══ RAW DATA

PR #626, opened 2022-07-31
Commit store actions in PureInboxScreen stories

tsega:
Unless the store actions (**ARCHIVE_TASK** and **PIN_TASK**) in `PureInboxScreen.storeis.js` are committed to the store, the archiving and pinning of tasks in Storybook does not produce any visual results.

### DIFF
--- a/content/intro-to-storybook/vue/en/screen.md
+++ b/content/intro-to-storybook/vue/en/screen.md
@@ -191,11 +191,13 @@ import PureInboxScreen from './PureInboxScreen.vue';
 +     },
 +    },
 +   actions: {
-+     pinTask(context, id) {
++     pinTask({ commit }, id) {
 +       action('pin-task')(id);
++       commit('PIN_TASK', id);
 +     },
-+     archiveTask(context, id) {
++     archiveTask({ commit }, id) {
 +       action('archive-task')(id);
++       commit('ARCHIVE_TASK', id);
 +     },
 +   },
 + });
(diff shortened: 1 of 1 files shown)


jonniebigodes:
@tsega thanks for taking the time and effort into this pull request and willingness to help improve the tutorial. We appreciate it. But sadly, this will be closed as the change you're introducing will result in an issue later in the tutorial. To give a bit of context on this, when you apply this change and update the code later on for the Interaction testing with the `play` function, it will only be able to run once as the task is already pinned and Storybook is generated a bit of a "false positive", which could potentially mislead our readers. To avoid that, I went with this approach instead, I know that's a bit off, but with it, we're able to demonstrate the intended patterns, supply a provider and successfully run an interaction test with the play function. Hopefully, sometime in the near future, the Vue3 implementation for Storybook will be updated and enable a better workflow and avoid this known issue, and with it, apply the changes you're proposing here without breaking other parts of Storybook.

I hope I have clarified you a bit on this, and I sincerely hope you have a great week.

Looking forward to the next contribution.

Stay safe.

tsega:
Thanks for the detailed explanation @jonniebigodes, I will move on to the next part of the tutorial and see if I can get my head around it. 

I really appreciate that you looked into this. I look forward to be of any help.

jonniebigodes:
@tsega, no need to thank whatsoever. It was my pleasure, and I am sorry for that part of the tutorial not being clear enough and a bit misleading. As I've mentioned, hopefully, that part of Storybook will be updated sometime in the near future, and we're able to provide you and the rest of the community with a similar experience as with other frameworks. 

Feel free to reach out to us by opening an issue if you encounter an issue with the tutorials. I'll be more than glad to follow up with you and hopefully get you unblocked.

════

▶ **WORK TASK**
What lines in the listing include the string "sometime"? Copy them out.

▶ **EXERCISE RESPONSE**
@tsega thanks for taking the time and effort into this pull request and willingness to help improve the tutorial. We appreciate it. But sadly, this will be closed as the change you're introducing will result in an issue later in the tutorial. To give a bit of context on this, when you apply this change and update the code later on for the Interaction testing with the `play` function, it will only be able to run once as the task is already pinned and Storybook is generated a bit of a "false positive", which could potentially mislead our readers. To avoid that, I went with this approach instead, I know that's a bit off, but with it, we're able to demonstrate the intended patterns, supply a provider and successfully run an interaction test with the play function. Hopefully, sometime in the near future, the Vue3 implementation for Storybook will be updated and enable a better workflow and avoid this known issue, and with it, apply the changes you're proposing here without breaking other parts of Storybook.
@tsega, no need to thank whatsoever. It was my pleasure, and I am sorry for that part of the tutorial not being clear enough and a bit misleading. As I've mentioned, hopefully, that part of Storybook will be updated sometime in the near future, and we're able to provide you and the rest of the community with a similar experience as with other frameworks. 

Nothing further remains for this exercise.